What do Anwar Ibrahim and the Peoples Front bring to Malaysia?

The single biggest contribution evidently is the return to a more vibrant democracy. The election had seen a cleansing of the old guard (with dubious records) and those having survived it, being replaced. The pressure that Mr Ibrahim has put on the government has already delivered results. Several far reaching measures in restoring the independence of the Judiciary, the Anti Corruption Agency are now being put in place. Furthermore, the Peoples Front is running four state governments along the West Coast – the economic heartbeat of the nation. The reform measures they have put in place are now setting benchmarks in better governance.

At the same time, Mr Ibrahim has been criticised for focusing on forming a new government through defection and sidelining his coalition members. Mr Ibrahim has been been taken to task for not strengthening and/or institutionalising the Peoples Front. A shadow cabinet has yet to be formed and it is still unclear how policies from the Peoples Front are and will be formulated. Mr Ibrahim would do well to remember the mistakes made by previous opposition leaders who relied on their personality and failed miserably rather than strengthening the institutional framework for the opposition parties to work together.
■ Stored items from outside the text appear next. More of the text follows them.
PR #1050, opened 2026-05-05
Implement WSTRING support per ADR-0034 and ADR-0035

garretfick:
## Summary
- Implements the [Complete WSTRING Support plan](specs/plans/2026-05-05-complete-wstring-support.md) end-to-end across all 6 phases
- Bumps container `FORMAT_VERSION` 2 → 3 and `STRING_HEADER_BYTES` 4 → 6 (new `char_width: u16` field per ADR-0035) so STRING and WSTRING share one self-describing layout
- Adds `Trap::EncodingMismatch` (V9014) and runtime encoding-mismatch checks on every string opcode (defense-in-depth per ADR-0034)
- Threads `char_width` through analyzer (`IntermediateType::String`), codegen (`StringVarInfo` / `StringParamInfo` / `StringReturnInfo` / `ArraySpec`), constant pool (per-entry encoding tag, new `ConstType::WStr`), and the VM
- New `end_to_end_wstring.rs` (8 tests) covers WSTRING declarations, UTF-16LE byte verification, mixed STRING+WSTRING coexistence, assignment, `LEN`, and `CONCAT`

## Phase breakdown
1. Container format & VM layout helpers — version bump, header layout, `ConstType::WStr`, helper signatures
2. VM opcodes — STR_INIT takes `char_width`; STORE/LOAD/array variants verify encoding; string functions scale byte offsets by `char_width`
3. Analyzer — `IntermediateType::String { max_len, char_width }`, seeded from `StringDeclaration.width` / `StringInitializer.width`
4. Codegen — width flows from declared type to all info structs and the constant pool; `encode_string_literal` learns UTF-16LE
5. End-to-end tests — `compiler/codegen/tests/it/end_to_end_wstring.rs`
6. Docs / final CI — V9014 problem page, MCP types render `kind: \"wstring\"`, `cd compiler && just` green (compile + coverage @ 85% + clippy + fmt + dupes)

## Test plan
- [x] `cd compiler && just compile`
- [x] `cd compiler && just test` (all crates pass, including the new `end_to_end_wstring` suite)
- [x] `cd compiler && just coverage` (≥ 85%)
- [x] `cd compiler && just lint` (clippy + fmt clean)
- [x] `cd compiler && just dupes` (within thresholds)
- [x] Existing STRING tests still pass after the format-version and header-size bump


compiler/codegen/src/compile_fn.rs
```diff
@@ -230,9 +233,13 @@ pub(crate) fn compile_user_function(
     let return_string_info = match &func_decl.return_type {
         FunctionReturnType::String(spec) | FunctionReturnType::WString(spec) => {
             let max_length = resolve_string_spec_max_length(spec)?;
+            let char_width = match &func_decl.return_type {
+                FunctionReturnType::WString(_) => WIDE_CHAR_WIDTH,
+                _ => NARROW_CHAR_WIDTH,
```
garretfick: Let's match both variants directly so we can identify if we ever add a new enum variant because the build breaks.

compiler/analyzer/src/intermediates/string.rs
```diff
@@ -12,6 +21,7 @@ pub fn from(initializer: &StringInitializer) -> TypeAttributes {
                 .length
                 .as_ref()
                 .and_then(|len| len.as_integer().map(|i| i.value)),
+            char_width: char_width_for(&initializer.width),
```
garretfick: Can this also be an impl?

compiler/analyzer/src/intermediates/string.rs
```diff
@@ -1,8 +1,17 @@
 use crate::{intermediate_type::IntermediateType, type_environment::TypeAttributes};
 
-use ironplc_dsl::common::{StringDeclaration, StringInitializer};
+use ironplc_dsl::common::{StringDeclaration, StringInitializer, StringType};
 use ironplc_dsl::core::Located;
 
+/// Returns the per-code-unit byte width for a [`StringType`]:
+/// 1 for STRING (Latin-1), 2 for WSTRING (UTF-16LE) — per ADR-0016.
+fn char_width_for(width: &StringType) -> u8 {
```
garretfick: Instead of a detached function, can we instead add an impl for StringType?

garretfick:
Addressed all three review comments in 6022b0f3:

- **`compile_fn.rs:238`** (match both return-type variants directly): dropped the inner wildcard match. `char_width` now comes from `spec.width.char_width()`. The outer match on `FunctionReturnType` is exhaustive (`Named` is the third arm), so a future variant fails the build here.
- **`intermediates/string.rs` `char_width_for`**: moved to `impl StringType { fn char_width(&self) -> u8 { ... } }` on the DSL enum so callers use `width.char_width()`. The detached function in the analyzer and the parallel one in codegen (`char_width_for_string_type`) are both gone.

`cd compiler && just` (compile + coverage @ 85% + clippy + fmt + dupes) passes locally.

garretfick:
Follow-up in `0b9d8eb3`: introduce a typed `CharWidth { Narrow = 1, Wide = 2 }` enum and thread it through the container, codegen, and VM in place of the raw `u8` `char_width` tag.

The motivation is that the three runtime tag sites described in ADR-0034 — constant-pool entry, string-header byte, and `STR_INIT`'s bytecode operand — were each a `u8` with two valid values, so the code carried a lot of `as usize` casts and string ops couldn't exhaustively match on the encoding. Boundary reads now go through a single `CharWidth::from_u8` validator that produces:

- `ContainerError::InvalidCharWidth(u8)` at deserialization (constant pool)
- `Trap::InvalidCharWidth(u8)` (V9015) at runtime (header reads, `STR_INIT` operand)

Any byte other than `1` or `2` is rejected at the boundary instead of silently being multiplied into a byte offset. Documented as `V9015` and covered by unit tests in `string_ops`, container `constant_pool`, and the new `char_width` module.

`cd compiler && just` is green (compile + coverage @ 85% + clippy + fmt + dupes).

PR #1067, opened 2026-05-13
Add CODESYS dialect

garretfick:
Adds a `codesys` dialect preset to the parser, CLI, LSP, MCP, and docs.
The dialect uses an Edition 2 base with `REF_TO` and the vendor extensions
that CODESYS accepts (all of the RuSTy set except `allow_system_uptime_global`,
which is an IronPLC runtime convention rather than a CODESYS feature).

A bigger threat and one that the more sober commentators hope will diminish with Mr Ibrahim’s return to Parliament are select, albeit limited, populist measures that have been introduced by the Peoples Front run state government. The PAS manifesto for the general elections was ‘The Welfare State’ while Mr Ibrahim has promised to continue expensive fuel subsidies if the Peoples Front forms the government. While it is understandable that these policies are being formulated to gain support from the people, it is hoped that these policies do not become a permanent solution.

For the international community – not much will change. Mr Ibrahim believes in orthodox economics and will not bring much change in policy. What will be of interest is the emphasis on good governance and a move away from ethnic based affirmative action through socio-economic policies to a more needs based affirmative action.

It is heartening to see that democracy is alive and well in Malaysia. The people of Malaysia are taking a risk with this new coalition, and are to be commended for that. The ruling party should also take a bow – for having delivered on economic growth, they now see its citizens make their own decisions in determining their future. Barisan Nasional, probably the most successful party to run a country (or maybe PAP of Singapore deserves that laurel) can be proud for not allowing Malaysia to descend into chaos (ala Zimbabwe) after its fortunes reversed.